Exercise aim:
The full listing should be transcribed verbatim.

Provided material:

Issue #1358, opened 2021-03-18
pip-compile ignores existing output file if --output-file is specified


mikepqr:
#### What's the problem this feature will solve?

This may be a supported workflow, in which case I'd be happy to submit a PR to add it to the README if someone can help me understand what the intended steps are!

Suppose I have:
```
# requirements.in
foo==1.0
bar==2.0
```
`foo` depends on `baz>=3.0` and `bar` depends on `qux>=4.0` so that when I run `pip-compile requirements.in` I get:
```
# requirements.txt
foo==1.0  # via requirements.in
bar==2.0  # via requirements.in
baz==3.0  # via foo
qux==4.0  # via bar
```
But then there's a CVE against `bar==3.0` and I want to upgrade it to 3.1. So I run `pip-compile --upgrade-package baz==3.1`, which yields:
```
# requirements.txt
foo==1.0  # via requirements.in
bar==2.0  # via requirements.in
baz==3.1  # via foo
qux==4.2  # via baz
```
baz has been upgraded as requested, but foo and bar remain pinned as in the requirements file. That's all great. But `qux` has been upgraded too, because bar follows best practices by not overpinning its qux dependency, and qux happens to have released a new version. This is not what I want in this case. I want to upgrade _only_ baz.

Expected answer:
Issue #1358, opened 2021-03-18
pip-compile ignores existing output file if --output-file is specified


mikepqr:
#### What's the problem this feature will solve?

This may be a supported workflow, in which case I'd be happy to submit a PR to add it to the README if someone can help me understand what the intended steps are!

Suppose I have:
```
# requirements.in
foo==1.0
bar==2.0
```
`foo` depends on `baz>=3.0` and `bar` depends on `qux>=4.0` so that when I run `pip-compile requirements.in` I get:
```
# requirements.txt
foo==1.0  # via requirements.in
bar==2.0  # via requirements.in
baz==3.0  # via foo
qux==4.0  # via bar
```
But then there's a CVE against `bar==3.0` and I want to upgrade it to 3.1. So I run `pip-compile --upgrade-package baz==3.1`, which yields:
```
# requirements.txt
foo==1.0  # via requirements.in
bar==2.0  # via requirements.in
baz==3.1  # via foo
qux==4.2  # via baz
```
baz has been upgraded as requested, but foo and bar remain pinned as in the requirements file. That's all great. But `qux` has been upgraded too, because bar follows best practices by not overpinning its qux dependency, and qux happens to have released a new version. This is not what I want in this case. I want to upgrade _only_ baz.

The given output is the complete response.